(Dataset entries)
PR #388, opened 2021-12-09
Chore: Remove betanet

joshuajbouw:
As per direction of no longer support betanet, this PR simply removes betanet from our library. This was done as no one actually uses betanet, so we will no longer support it.


birchmd (approved):
LGTM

▸ Work item: Your answer must be the lines from the one containing "As per direction" through the last line of the entries, copied exactly, with no other lines.

▸ Answer section:
As per direction of no longer support betanet, this PR simply removes betanet from our library. This was done as no one actually uses betanet, so we will no longer support it.


birchmd (approved):
LGTM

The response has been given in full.